### What is needed:
Pull out every line with the word "docs" from the entries below.

Saved data entries:
PR #5615, opened 2026-06-15
Fix: repository-s3 plugin supported on DG2 only

catplat:
## Why

The repository-s3 plugin on both Elasticsearch and OpenSearch is not supported on Grid/GridHA/DG3 and only possible to configure on DG2.

## What's changed

Append info that indicates the plugin is supported on DG2 only. 

## Where are changes
https://fixed.docs.upsun.com/add-services/opensearch.html#available-plugins
https://fixed.docs.upsun.com/add-services/elasticsearch.html#available-plugins

Updates are for:


catplat:
Duplicate of #5612.

PR #5685, opened 2026-07-29
Fix/preview env route urls

catplat:
## Why

Routes: Update information about how URLs are generates for preview environments. 

## Where are changes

### Completed task:
https://fixed.docs.upsun.com/add-services/opensearch.html#available-plugins
https://fixed.docs.upsun.com/add-services/elasticsearch.html#available-plugins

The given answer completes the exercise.